*WHAT THE EXERCISE ASKS:* When a line in the listing contains the string "exists", pick it out and copy it.

*GIVEN ENTRIES:*
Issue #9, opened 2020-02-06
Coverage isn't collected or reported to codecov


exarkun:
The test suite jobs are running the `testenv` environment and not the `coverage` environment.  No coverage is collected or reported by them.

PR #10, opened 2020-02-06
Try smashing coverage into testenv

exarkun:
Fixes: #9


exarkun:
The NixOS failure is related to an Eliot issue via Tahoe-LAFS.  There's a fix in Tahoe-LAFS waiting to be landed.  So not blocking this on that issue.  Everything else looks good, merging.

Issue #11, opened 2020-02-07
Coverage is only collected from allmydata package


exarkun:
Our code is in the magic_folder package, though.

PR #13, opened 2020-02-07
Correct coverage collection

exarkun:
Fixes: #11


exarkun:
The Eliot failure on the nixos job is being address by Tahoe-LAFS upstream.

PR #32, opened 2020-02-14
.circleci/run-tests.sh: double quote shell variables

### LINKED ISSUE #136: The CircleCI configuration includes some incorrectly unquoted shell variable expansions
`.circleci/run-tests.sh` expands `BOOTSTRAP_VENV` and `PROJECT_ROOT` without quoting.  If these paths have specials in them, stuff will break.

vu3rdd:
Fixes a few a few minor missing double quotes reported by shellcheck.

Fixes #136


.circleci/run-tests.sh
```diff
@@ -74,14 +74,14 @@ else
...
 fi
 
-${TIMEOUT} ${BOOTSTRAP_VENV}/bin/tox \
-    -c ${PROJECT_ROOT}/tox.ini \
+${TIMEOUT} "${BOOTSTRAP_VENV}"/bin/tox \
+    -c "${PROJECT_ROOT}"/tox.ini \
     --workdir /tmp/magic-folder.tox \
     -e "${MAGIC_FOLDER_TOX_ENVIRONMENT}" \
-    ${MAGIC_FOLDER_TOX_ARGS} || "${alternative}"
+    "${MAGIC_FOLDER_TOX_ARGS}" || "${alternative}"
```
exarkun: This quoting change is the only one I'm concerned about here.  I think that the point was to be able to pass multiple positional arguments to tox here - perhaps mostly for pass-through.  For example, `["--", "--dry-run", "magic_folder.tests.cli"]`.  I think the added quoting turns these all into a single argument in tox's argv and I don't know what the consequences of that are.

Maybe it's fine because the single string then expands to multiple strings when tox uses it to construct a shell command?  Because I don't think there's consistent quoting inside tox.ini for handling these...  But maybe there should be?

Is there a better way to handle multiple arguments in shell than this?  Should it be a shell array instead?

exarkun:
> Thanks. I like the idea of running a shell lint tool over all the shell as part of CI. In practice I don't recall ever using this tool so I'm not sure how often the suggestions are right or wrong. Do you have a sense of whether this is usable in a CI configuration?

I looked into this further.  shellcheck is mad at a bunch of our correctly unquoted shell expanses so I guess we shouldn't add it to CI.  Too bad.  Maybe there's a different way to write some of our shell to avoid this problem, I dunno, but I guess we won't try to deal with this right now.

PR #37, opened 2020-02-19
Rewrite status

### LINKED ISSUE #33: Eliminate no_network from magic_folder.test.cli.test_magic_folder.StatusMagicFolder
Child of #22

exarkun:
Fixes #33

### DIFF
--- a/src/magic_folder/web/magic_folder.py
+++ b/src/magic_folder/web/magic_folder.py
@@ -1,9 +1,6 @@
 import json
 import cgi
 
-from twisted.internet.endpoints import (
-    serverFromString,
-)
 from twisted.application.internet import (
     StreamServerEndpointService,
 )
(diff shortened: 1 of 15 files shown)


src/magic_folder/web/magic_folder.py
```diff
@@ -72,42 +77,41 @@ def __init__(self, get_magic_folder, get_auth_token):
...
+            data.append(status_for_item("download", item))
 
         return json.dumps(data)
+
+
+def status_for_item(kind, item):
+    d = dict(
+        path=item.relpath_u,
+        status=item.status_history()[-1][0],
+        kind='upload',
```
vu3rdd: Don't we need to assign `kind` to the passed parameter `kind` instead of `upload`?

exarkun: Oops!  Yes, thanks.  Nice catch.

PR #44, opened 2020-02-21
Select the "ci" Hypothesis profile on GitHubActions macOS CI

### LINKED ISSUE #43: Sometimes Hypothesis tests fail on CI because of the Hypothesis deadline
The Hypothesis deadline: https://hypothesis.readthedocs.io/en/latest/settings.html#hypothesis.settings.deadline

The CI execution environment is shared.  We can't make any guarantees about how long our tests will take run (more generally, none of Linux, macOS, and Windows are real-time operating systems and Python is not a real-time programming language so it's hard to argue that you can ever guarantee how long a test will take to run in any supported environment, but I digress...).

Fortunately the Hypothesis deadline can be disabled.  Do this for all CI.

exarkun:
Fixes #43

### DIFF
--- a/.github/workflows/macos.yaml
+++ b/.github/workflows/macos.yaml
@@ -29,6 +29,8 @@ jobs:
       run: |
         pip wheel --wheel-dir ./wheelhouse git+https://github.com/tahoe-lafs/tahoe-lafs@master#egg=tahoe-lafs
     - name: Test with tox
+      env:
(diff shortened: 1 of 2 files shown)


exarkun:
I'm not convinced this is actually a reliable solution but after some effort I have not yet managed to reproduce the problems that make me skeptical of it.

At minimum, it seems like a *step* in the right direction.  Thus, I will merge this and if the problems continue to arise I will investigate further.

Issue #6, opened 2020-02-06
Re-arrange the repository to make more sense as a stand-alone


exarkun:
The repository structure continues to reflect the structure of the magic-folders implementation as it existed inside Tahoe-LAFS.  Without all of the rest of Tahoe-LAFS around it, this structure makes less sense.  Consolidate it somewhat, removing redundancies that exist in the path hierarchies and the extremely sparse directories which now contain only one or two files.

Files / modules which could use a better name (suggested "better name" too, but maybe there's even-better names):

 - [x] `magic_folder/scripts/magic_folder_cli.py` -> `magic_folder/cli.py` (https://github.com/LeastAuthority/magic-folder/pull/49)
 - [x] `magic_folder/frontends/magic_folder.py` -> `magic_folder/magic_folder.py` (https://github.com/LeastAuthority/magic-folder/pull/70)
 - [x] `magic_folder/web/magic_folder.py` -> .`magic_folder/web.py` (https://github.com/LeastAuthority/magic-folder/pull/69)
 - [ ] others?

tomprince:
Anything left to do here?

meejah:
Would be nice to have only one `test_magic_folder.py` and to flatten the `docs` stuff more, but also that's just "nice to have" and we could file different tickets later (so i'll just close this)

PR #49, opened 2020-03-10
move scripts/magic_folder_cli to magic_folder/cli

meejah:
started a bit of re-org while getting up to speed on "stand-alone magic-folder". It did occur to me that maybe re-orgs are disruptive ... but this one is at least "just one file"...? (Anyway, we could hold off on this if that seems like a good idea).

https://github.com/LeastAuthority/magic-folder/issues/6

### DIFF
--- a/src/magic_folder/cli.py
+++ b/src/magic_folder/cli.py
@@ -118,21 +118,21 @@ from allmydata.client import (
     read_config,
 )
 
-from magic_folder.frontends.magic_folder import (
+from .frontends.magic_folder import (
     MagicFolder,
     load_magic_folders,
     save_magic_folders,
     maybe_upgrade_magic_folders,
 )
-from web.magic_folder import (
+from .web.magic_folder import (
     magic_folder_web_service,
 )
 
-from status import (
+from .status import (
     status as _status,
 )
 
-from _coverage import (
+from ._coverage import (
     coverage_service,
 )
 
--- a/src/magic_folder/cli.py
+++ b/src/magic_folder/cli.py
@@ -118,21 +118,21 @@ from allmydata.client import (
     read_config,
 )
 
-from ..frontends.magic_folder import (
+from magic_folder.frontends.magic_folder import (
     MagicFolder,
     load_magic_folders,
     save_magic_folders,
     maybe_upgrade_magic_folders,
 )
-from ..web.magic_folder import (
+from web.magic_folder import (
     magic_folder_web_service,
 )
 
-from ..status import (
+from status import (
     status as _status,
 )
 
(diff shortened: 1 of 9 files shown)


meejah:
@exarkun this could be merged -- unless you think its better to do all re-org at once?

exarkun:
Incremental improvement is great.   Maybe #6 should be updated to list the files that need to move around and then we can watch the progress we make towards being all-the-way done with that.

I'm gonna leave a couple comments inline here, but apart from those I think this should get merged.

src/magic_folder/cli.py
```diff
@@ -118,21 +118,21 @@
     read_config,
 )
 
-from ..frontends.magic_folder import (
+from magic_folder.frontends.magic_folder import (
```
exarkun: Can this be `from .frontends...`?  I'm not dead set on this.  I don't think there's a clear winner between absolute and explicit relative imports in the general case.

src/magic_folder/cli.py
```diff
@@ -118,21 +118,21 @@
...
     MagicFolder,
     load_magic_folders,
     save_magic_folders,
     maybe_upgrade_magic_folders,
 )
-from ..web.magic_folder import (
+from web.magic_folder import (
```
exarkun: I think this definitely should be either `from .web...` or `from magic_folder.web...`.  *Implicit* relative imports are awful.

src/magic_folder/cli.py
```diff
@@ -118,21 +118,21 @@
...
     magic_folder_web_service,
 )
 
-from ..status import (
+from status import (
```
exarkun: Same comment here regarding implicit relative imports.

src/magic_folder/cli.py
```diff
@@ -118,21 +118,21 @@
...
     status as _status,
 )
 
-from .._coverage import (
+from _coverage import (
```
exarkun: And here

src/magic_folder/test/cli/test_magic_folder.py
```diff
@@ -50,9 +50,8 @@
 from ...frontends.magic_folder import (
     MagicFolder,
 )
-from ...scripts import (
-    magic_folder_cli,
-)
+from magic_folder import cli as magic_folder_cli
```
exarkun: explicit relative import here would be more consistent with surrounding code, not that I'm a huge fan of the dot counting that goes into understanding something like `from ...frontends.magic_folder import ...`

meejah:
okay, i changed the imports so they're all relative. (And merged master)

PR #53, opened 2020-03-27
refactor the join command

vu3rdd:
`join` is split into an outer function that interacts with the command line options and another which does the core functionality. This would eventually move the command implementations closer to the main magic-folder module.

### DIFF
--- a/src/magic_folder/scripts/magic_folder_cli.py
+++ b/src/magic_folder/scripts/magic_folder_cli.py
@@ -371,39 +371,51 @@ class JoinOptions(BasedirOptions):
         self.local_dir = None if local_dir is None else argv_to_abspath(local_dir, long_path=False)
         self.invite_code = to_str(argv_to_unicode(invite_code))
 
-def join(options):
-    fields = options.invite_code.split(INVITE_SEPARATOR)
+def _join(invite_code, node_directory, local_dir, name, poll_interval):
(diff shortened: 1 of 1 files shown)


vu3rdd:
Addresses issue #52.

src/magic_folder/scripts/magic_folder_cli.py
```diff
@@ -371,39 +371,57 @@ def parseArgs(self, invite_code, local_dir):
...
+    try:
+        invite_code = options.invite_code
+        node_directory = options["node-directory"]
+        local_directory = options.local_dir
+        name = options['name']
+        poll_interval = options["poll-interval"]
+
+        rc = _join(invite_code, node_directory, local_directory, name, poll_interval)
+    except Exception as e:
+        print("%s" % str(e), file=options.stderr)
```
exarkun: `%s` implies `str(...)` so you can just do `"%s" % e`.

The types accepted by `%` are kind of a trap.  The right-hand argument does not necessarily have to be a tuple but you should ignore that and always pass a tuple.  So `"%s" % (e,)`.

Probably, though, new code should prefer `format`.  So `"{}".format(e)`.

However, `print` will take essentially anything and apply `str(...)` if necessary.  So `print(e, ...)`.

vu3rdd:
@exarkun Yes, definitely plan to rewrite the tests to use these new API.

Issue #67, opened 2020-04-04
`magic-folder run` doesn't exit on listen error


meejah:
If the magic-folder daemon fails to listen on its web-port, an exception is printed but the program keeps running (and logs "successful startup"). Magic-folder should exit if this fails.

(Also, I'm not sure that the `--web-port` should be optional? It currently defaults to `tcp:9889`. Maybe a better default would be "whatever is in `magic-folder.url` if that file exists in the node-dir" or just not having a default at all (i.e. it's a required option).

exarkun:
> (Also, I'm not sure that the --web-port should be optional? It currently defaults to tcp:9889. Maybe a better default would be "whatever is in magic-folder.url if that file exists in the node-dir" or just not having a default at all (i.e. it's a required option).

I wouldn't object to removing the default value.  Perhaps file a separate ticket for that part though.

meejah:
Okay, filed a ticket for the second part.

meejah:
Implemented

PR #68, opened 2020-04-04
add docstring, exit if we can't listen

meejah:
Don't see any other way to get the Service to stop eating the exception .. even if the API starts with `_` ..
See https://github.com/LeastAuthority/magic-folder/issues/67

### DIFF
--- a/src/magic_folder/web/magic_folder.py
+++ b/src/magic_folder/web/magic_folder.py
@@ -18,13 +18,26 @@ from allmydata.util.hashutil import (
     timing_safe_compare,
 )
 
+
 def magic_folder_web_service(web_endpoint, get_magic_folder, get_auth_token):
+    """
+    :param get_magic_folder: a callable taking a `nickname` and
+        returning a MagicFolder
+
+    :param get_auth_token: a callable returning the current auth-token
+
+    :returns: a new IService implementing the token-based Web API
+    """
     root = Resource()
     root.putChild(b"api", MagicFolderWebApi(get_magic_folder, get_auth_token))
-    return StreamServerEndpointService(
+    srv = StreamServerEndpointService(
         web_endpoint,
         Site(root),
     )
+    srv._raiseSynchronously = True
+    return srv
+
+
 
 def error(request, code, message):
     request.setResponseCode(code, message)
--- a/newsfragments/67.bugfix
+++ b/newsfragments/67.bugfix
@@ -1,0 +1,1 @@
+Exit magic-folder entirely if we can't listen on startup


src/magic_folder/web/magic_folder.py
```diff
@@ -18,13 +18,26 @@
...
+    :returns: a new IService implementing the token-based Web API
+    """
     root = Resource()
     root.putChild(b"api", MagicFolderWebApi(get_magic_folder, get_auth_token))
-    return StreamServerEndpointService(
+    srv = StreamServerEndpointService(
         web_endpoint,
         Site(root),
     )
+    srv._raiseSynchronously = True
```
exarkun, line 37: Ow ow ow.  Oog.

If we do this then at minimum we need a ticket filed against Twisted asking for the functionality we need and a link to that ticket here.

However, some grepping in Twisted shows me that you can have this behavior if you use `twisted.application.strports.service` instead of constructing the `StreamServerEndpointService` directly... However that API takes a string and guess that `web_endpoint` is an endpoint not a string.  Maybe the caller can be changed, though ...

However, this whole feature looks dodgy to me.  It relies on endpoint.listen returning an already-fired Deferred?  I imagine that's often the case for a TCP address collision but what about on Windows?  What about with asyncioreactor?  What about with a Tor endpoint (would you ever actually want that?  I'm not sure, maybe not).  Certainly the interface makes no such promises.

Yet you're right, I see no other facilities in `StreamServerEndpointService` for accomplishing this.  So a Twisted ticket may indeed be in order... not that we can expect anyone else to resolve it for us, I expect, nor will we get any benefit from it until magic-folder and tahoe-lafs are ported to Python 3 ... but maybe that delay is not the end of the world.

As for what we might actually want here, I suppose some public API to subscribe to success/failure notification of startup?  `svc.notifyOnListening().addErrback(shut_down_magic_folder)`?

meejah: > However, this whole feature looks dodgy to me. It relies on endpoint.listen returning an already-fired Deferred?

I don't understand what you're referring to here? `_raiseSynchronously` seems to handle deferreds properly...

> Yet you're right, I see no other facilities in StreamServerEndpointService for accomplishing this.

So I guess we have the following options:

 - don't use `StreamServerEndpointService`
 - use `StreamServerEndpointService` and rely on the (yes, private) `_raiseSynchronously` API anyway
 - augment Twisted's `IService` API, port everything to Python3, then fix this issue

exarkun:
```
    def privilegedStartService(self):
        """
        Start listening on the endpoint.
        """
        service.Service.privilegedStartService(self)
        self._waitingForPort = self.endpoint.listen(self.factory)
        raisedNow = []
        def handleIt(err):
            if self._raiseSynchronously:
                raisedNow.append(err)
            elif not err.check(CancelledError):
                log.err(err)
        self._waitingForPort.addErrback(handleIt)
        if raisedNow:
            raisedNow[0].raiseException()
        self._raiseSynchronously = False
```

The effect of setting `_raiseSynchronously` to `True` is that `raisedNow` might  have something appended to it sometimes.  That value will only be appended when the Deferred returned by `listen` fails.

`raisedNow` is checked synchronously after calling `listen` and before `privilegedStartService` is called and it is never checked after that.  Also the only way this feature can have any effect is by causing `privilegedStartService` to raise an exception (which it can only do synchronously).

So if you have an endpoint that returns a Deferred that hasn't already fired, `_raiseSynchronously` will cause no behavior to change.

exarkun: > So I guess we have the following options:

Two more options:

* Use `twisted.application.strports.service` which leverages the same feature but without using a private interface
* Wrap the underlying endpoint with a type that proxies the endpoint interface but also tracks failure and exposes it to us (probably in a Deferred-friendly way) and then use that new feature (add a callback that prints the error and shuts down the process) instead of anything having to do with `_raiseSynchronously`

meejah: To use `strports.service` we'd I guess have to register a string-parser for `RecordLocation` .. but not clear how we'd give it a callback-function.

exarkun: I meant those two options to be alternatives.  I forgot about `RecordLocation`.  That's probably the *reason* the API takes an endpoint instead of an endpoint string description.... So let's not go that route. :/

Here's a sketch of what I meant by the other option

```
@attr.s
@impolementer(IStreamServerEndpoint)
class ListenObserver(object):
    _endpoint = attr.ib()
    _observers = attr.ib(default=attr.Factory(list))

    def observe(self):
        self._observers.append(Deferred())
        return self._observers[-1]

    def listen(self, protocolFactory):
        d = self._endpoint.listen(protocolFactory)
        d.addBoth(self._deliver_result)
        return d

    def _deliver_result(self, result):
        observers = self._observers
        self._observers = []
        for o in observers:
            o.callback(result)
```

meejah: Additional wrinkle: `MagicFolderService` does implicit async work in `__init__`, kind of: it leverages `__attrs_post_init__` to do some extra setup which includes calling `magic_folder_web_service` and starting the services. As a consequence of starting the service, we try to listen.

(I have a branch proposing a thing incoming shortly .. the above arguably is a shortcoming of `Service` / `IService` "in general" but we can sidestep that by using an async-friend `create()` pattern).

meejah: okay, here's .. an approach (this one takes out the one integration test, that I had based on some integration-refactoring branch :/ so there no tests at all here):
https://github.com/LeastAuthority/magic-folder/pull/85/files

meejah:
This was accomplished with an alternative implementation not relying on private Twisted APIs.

*REPLY:*
(Also, I'm not sure that the `--web-port` should be optional? It currently defaults to `tcp:9889`. Maybe a better default would be "whatever is in `magic-folder.url` if that file exists in the node-dir" or just not having a default at all (i.e. it's a required option).
> (Also, I'm not sure that the --web-port should be optional? It currently defaults to tcp:9889. Maybe a better default would be "whatever is in magic-folder.url if that file exists in the node-dir" or just not having a default at all (i.e. it's a required option).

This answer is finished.